To enable women to make informed choices about contraception, the central government has scrapped hukou barriers.
The amendment to the law states that a woman's choice of contraception must be respected. But it still recommends long-term methods for women who already have two children.
According to government estimates, 90 million women will become eligible to have a second child under the new policy.
About 80 percent of them are estimated to have had IUDs implanted or to have undergone tubal ligation, Yuan said.
China has about 270 million married women of childbearing age.
According to the National Health and Family Planning Commission, among the babies born last year, the number of first children dropped by 850,000 year-on-year, or by 4.1 percent. The number of second children born rose by 450,000.

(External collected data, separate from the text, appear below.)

PR #2742, opened 2024-09-10
[Bug] Set bindings for ArrayNode

pvditt:
## Tracking issue
fixes: https://linear.app/unionai/issue/COR-1822/mapping-over-launch-plans-w-default-inputs-doesnt-compile

Compiling a workflow fails when evaluating an ArrayNode that maps over a LaunchPlan contains a default input. This occurs since we don't set the input bindings for the node.

https://github.com/unionai/flyte/blob/926cadac9a8cf406b85c8e7443668a13a3f60dfe/flytepropeller/pkg/compiler/validators/interface.go#L76-L86

Get errors such as:

```
pyflyte run --remote tests/flytekit/integration/map_ref_lp.py map_regression_line_wf
Running Execution on Remote.
Request rejected by the API, due to Invalid input.
RPC Failed, with Status: StatusCode.INVALID_ARGUMENT
        details: failed to compile workflow for [resource_type:WORKFLOW project:"flytesnacks" domain:"development" name:"tests.flytekit.integration.map_ref_lp.map_regression_line_wf" version:"m6vMatWi-HCjUFD5scx4rQ"] with err failed to compile workflow with err Collected Errors: 3
        Error 0: Code: VariableNameNotFound, Node Id: n0, Description: Variable [val] not found on node [n0].
        Error 1: Code: VariableNameNotFound, Node Id: n0, Description: Variable [x] not found on node [n0].
        Error 2: Code: VariableNameNotFound, Node Id: n0, Description: Variable [y] not found on node [n0].

```

- Update create_and_link_node and create_and_link_node_remote functions to create a node and optionally link it to the workflow context

- clean up some of the setting of bound_inputs for array node since that isn't supported atm

## How was this patch tested?
- added unit test to confirm the serialized array node contains the bindings
- ran E2E
```
@task
def slope(x: list[int], y: list[int]) -> float:
    sum_xy = sum([x[i] * y[i] for i in range(len(x))])
    sum_x_squared = sum([x[i] ** 2 for i in range(len(x))])
    n = len(x)
    return (n * sum_xy - sum(x) * sum(y)) / (n * sum_x_squared - sum(x) ** 2)


@task
def intercept(x: list[int], y: list[int], slope: float) -> float:
    mean_x = sum(x) / len(x)
    mean_y = sum(y) / len(y)
    intercept = mean_y - slope * mean_x
    return intercept


@workflow
def slope_intercept_wf(x: list[int], y: list[int]) -> (float, float):
    slope_value = slope(x=x, y=y)
    intercept_value = intercept(x=x, y=y, slope=slope_value)
    return (slope_value, intercept_value)


@task
def regression_line(val: int, slope_value: float, intercept_value: float) -> float:
    return (slope_value * val) + intercept_value  # y = mx + c


@workflow
def regression_line_wf(val: int = 5, x: list[int] = [-3, 0, 3], y: list[int] = [7, 4, -2]) -> float:
    slope_value, intercept_value = slope_intercept_wf(x=x, y=y)
    return regression_line(val=val, slope_value=slope_value, intercept_value=intercept_value)
```

```
@reference_launch_plan(
    project="flytesnacks",
    domain="development",
    name="advanced_composition.subworkflow.regression_line_wf",
    version="1jtCscLI-_FBiNcmL8Nr4Q",
)
def ref_regression_line_wf(
    val: int, x: list[int], y: list[int]
) -> float:
    return 1.0


@workflow
def map_regression_line_wf() -> list[float]:
    a = [1, 2, 3]
    b = [[-3, 0, 3], [-8, 2, 4], [7, 3, 1]]
    c = [[7, 4, -2], [-2, 4, 7], [3, 6, 4]]
    return map_task(ref_regression_line_wf)(val=a, x=b, y=c)
```

### Setup process
- need to run w/ union's flyte fork

### DIFF
--- a/flytekit/core/array_node.py
+++ b/flytekit/core/array_node.py
@@ -50,7 +50,7 @@ class ArrayNode:
         self._concurrency = concurrency
         self._execution_mode = execution_mode
         self.id = target.name
-        self._bindings = []
+        self._bindings: List[_literal_models.Binding] = []
 
         if min_successes is not None:
             self._min_successes = min_successes
@@ -192,13 +192,15 @@ class ArrayNode:
         return self._execution_mode
 
     def __call__(self, *args, **kwargs):
-        ctx = FlyteContext.current_context()
-        # interface mismatch between the target and the actual inputs since we don't overwrite the interface to a list
-        temp = {
+        # interface mismatch between the target and the actual inputs since we don't create a new entity with a
+        # transformed to list interface
+        transformed_kwargs = {
             key: (val[0] if isinstance(val, list) and val else None) if isinstance(val, list) else val
             for key, val in kwargs.items()
         }
-        bound_subnode = create_and_link_node(ctx, entity=self.flyte_entity, *args, **temp)
+        bound_subnode = create_and_link_node(
+            FlyteContext.current_context(), entity=self.flyte_entity, link_node=False, **transformed_kwargs
+        )
         self._bindings = bound_subnode.ref.node.bindings
         return flyte_entity_call_handler(self, *args, **kwargs)
 
--- a/flytekit/core/array_node.py
+++ b/flytekit/core/array_node.py
@@ -11,6 +11,7 @@ from flytekit.core.node import Node
 from flytekit.core.promise import (
     Promise,
     VoidPromise,
+    create_and_link_node,
     flyte_entity_call_handler,
     translate_inputs_to_literals,
 )
@@ -49,6 +50,7 @@ class ArrayNode:
         self._concurrency = concurrency
         self._execution_mode = execution_mode
         self.id = target.name
+        self._bindings = []
 
         if min_successes is not None:
             self._min_successes = min_successes
@@ -99,7 +101,7 @@ class ArrayNode:
     @property
     def bindings(self) -> List[_literal_models.Binding]:
         # Required in get_serializable_node
-        return []
+        return self._bindings
 
     @property
     def upstream_nodes(self) -> List[Node]:
@@ -190,6 +192,14 @@ class ArrayNode:
         return self._execution_mode
 
     def __call__(self, *args, **kwargs):
+        ctx = FlyteContext.current_context()
+        # interface mismatch between the target and the actual inputs since we don't overwrite the interface to a list
+        temp = {
+            key: (val[0] if isinstance(val, list) and val else None) if isinstance(val, list) else val
+            for key, val in kwargs.items()
+        }
+        bound_subnode = create_and_link_node(ctx, entity=self.flyte_entity, *args, **temp)
+        self._bindings = bound_subnode.ref.node.bindings
         return flyte_entity_call_handler(self, *args, **kwargs)
 
 
--- a/flytekit/core/array_node.py
+++ b/flytekit/core/array_node.py
@@ -193,7 +193,7 @@ class ArrayNode:
 
     def __call__(self, *args, **kwargs):
         ctx = FlyteContext.current_context()
-        if ctx.compilation_state is not None:
+        if ctx.compilation_state:
             # since a new entity with an updated list interface is not created, we have to work around the mismatch
             # between the interface and the inputs
             collection_interface = transform_interface_to_list_interface(self.flyte_entity.python_interface, set())
--- a/flytekit/core/array_node.py
+++ b/flytekit/core/array_node.py
@@ -21,6 +21,8 @@ from flytekit.models import literals as _literal_models
 from flytekit.models.core import workflow as _workflow_model
 from flytekit.models.literals import Literal, LiteralCollection, Scalar
 
+ARRAY_NODE_SUBNODE_NAME = "array_node_sub_node"
+
 
 class ArrayNode:
     def __init__(
@@ -208,6 +210,7 @@ class ArrayNode:
                 entity=self.flyte_entity,
                 add_node_to_compilation_state=False,
                 overridden_interface=collection_interface,
+                node_id=ARRAY_NODE_SUBNODE_NAME,
                 **kwargs,
             )
             self._bindings = bound_subnode.ref.node.bindings
--- a/flytekit/core/array_node.py
+++ b/flytekit/core/array_node.py
@@ -30,7 +30,6 @@ class ArrayNode:
         concurrency: Optional[int] = None,
         min_successes: Optional[int] = None,
         min_success_ratio: Optional[float] = None,
-        bound_inputs: Optional[Set[str]] = None,
         metadata: Optional[Union[_workflow_model.NodeMetadata, TaskMetadata]] = None,
     ):
         """
@@ -42,7 +41,6 @@ class ArrayNode:
         :param min_successes: The minimum number of successful executions. If set, this takes precedence over
             min_success_ratio
         :param min_success_ratio: The minimum ratio of successful executions.
-        :param bound_inputs: The set of inputs that should be bound to the map task
         :param execution_mode: The execution mode for propeller to use when handling ArrayNode
         :param metadata: The metadata for the underlying entity
         """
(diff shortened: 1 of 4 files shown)


flytekit/core/array_node.py
```diff
@@ -190,6 +192,16 @@ def execution_mode(self) -> _core_workflow.ArrayNode.ExecutionMode:
         return self._execution_mode
 
     def __call__(self, *args, **kwargs):
+        ctx = FlyteContext.current_context()
+        if ctx.compilation_state is not None:
+            # interface mismatch between the target and the actual inputs since we don't create a new entity with a
+            # transformed to list interface
+            transformed_kwargs = {
```
pvditt, line 199: this is fairly hacky. Would love if there's a better way to do this.

flytekit/core/array_node.py
```diff
@@ -49,6 +50,7 @@ def __init__(
         self._concurrency = concurrency
         self._execution_mode = execution_mode
         self.id = target.name
+        self._bindings: List[_literal_models.Binding] = []
```
wild-endeavor, line 53: Make this optional?  and set default to None.

flytekit/core/array_node.py
wild-endeavor: I think this is fine... but can you pull this out into a separate function and add some comments and that also makes it easier to write a unit test for this.

I assume this is why the bindings in the subnode in the test seem to be binding to the first item.  Could you add a comment somewhere explaining why?

Also does this feature work in local execution?  If so, could you add some more units that just exercise local execution?

flytekit/core/promise.py
```diff
@@ -1114,7 +1117,9 @@ def create_and_link_node_from_remote(
         upstream_nodes=upstream_nodes,
         flyte_entity=entity,
     )
-    ctx.compilation_state.add_node(flytekit_node)
+
+    if link_node:
```
wild-endeavor, line 1121: flag is maybe more correctly named as add_node_to_compilation_state or something...

tests/flytekit/unit/core/test_array_node.py
```diff
@@ -45,16 +45,22 @@ def test_lp_serialization(serialization_settings):
 
     wf_spec = get_serializable(OrderedDict(), serialization_settings, grandparent_wf)
     assert len(wf_spec.template.nodes) == 1
-    assert wf_spec.template.nodes[0].array_node is not None
```
wild-endeavor, line 48: can you replace with this block?  some minor changes.
```python
    wf_spec = get_serializable(OrderedDict(), serialization_settings, grandparent_wf)
    assert len(wf_spec.template.nodes) == 1
    top_level = wf_spec.template.nodes[0]
    assert top_level.inputs[0].var == "a"
    assert len(top_level.inputs[0].binding.collection.bindings) == 3
    assert top_level.inputs[1].var == "b"
    assert len(top_level.inputs[1].binding.collection.bindings) == 3
    serialized_array_node = wf_spec.template.nodes[0].array_node
    assert serialized_array_node is not None
    assert serialized_array_node.node is not None
    assert serialized_array_node.node.workflow_node is not None
    assert (
        serialized_array_node.node.workflow_node.launchplan_ref.resource_type
        == identifier_models.ResourceType.LAUNCH_PLAN
    )
    assert serialized_array_node.node.workflow_node.launchplan_ref.name == "tests.flytekit.unit.core.test_array_node.parent_wf"
    assert serialized_array_node._min_success_ratio == 0.9
    assert serialized_array_node._parallelism == 10
    assert len(serialized_array_node.node.inputs) == 2
    assert serialized_array_node.node.inputs[0].var == "a"
    assert serialized_array_node.node.inputs[0].binding.scalar.primitive.integer == 1
    assert serialized_array_node.node.inputs[1].var == "b"
    assert serialized_array_node.node.inputs[1].binding.scalar.primitive.integer == 2
```

wild-endeavor:
also, one more question, so the unit test with all the asserts... that's how propeller expects the node to be?  It's supposed to bound to the first element of the list?

Can we write an example with unions also?  What if we're mapping over a union, and different elements are of different types of the union, does that matter?

pvditt:
> also, one more question, so the unit test with all the asserts... that's how propeller expects the node to be? It's supposed to bound to the first element of the list?
> 
> Can we write an example with unions also? What if we're mapping over a union, and different elements are of different types of the union, does that matter?

@wild-endeavor This was the hacky-ness I was referring to. 

We don't update the interface of the underlying subnode, launch plan in this case, to a list of a type so we bypass this mismatch during [compilation](https://github.com/unionai/flyte/blob/bfb0329a5e418d059667ee8a982d0ed914aad43b/flytepropeller/pkg/compiler/validators/interface.go#L162-#L188). ArrayNode SubNodeSpec input bindings aren't utilized in propeller. 

This input binding would just be used to set a [parameter name to get set for a workflow node's input](https://github.com/unionai/flyte/blob/bfb0329a5e418d059667ee8a982d0ed914aad43b/flytepropeller/pkg/compiler/validators/interface.go#L81). I guess this could also lead to some issues with GateNodes if/when we add support to map over those as well.
 
This definitely could lead to other future issues/confusion. Let me look into updating binding_data_from_python_std to handle the mismatch between a simple type and a collection.

I do have this [1 line compiler update](https://github.com/unionai/flyte/pull/464) to resolve the root problem of ArrayNode mapping launch plans not compiling if default input is not set by setting the ArrayNode inputs on the subnode spec. Ideally I'd like to set the subnode spec's inputs through the SDK rather than doing it when compiling a workflow.

tests/flytekit/unit/core/test_array_node.py
pvditt: yup - just updated these

flytekit/core/array_node.py
pvditt: @wild-endeavor cleaned this up a lot by passing in an "overriden_interface" that is the subnode's interface transformed to a list interface like we do in array node map tasks. By passing in a fake transformed to list interface we can bind all the inputs to the subnode

flytekit/core/array_node.py
pvditt: @wild-endeavor would it make sense to keep this as is since this isn't a passed in value and to have:

```
    @property
    def bindings(self) -> List[_literal_models.Binding]:
        # Required in get_serializable_node
        return self._bindings
```

return an empty list if the bindings aren't set

flytekit/core/array_node.py
pvditt: @wild-endeavor and yup this works in local execution. There is a lone unit test for it - let me add more to it.

flytekit/core/array_node.py
```diff
@@ -137,7 +139,8 @@ def local_execute(self, ctx: FlyteContext, **kwargs) -> Union[Tuple[Promise], Pr
         literals = []
         for i in range(mapped_entity_count):
             single_instance_inputs = {}
-            for k in self.python_interface.inputs.keys():
+            for binding in self.bindings:
+                k = binding.var
                 if k not in self._bound_inputs:
                     single_instance_inputs[k] = kwargs[k][i]
```
pvditt, line 145: could probably iterate through the bindings here instead, but this feels cleaner for now...

flytekit/core/array_node.py
pvditt: @wild-endeavor there are a couple unit tests to test local execute: https://github.com/flyteorg/flytekit/blob/fb55841f8660b2a31e99381dd06e42f8cd22758e/tests/flytekit/unit/core/test_array_node.py#L75 + https://github.com/flyteorg/flytekit/blob/fb55841f8660b2a31e99381dd06e42f8cd22758e/tests/flytekit/unit/core/test_array_node.py#L99

flytekit/core/array_node.py
wild-endeavor: see slack

flytekit/core/promise.py
```diff
@@ -1214,15 +1220,24 @@ def create_and_link_node(
     # These will be our core Nodes until we can amend the Promise to use NodeOutputs that reference our Nodes
     upstream_nodes = list(set([n for n in nodes if n.id != _common_constants.GLOBAL_INPUT_NODE_ID]))
 
+    # TODO: Better naming, probably a derivative of the function name.
+    # if not adding to compilation state, we don't need to generate a unique node id
+    node_id = (
+        f"{ctx.compilation_state.prefix}n{len(ctx.compilation_state.nodes)}"
+        if add_node_to_compilation_state and ctx.compilation_state
+        else ""
```
wild-endeavor, line 1228: can we add an additional optional argument to this function for node_id?  and then let's pass in a constant `"ARRAY_NODE_SUB"` or some other constant string?  at least that way it'll be obvious.

pvditt: sounds good. Updated

wild-endeavor (approved):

To meet demand, many maternity hospitals began to set up second-child consultancy offices to help couples with professional advice.
Mei Li, an obstetrician-gynecologist at a district maternity hospital in Guangzhou, Guangdong province, said couples have been asking about the free operations to reverse long-term contraceptive procedures.
Starting in November, more women began seeking the procedures and 293 IUD removals were performed in December alone, a year-on-year increase of 51 percent, Mei said.
An IUD removal procedure normally takes between three and five minutes and costs several hundred yuan, with medical checkups required beforehand.
Mei dismissed as "a misunderstanding" the notion that IUDs can harm a woman's health. "It's been proven worldwide that they are safe and effective, and the services available at qualified hospitals are of a high standard," she said.
In contrast, aborting an unwanted pregnancy risks major problems arising such as menstrual irregularity, abdominal pain or infertility.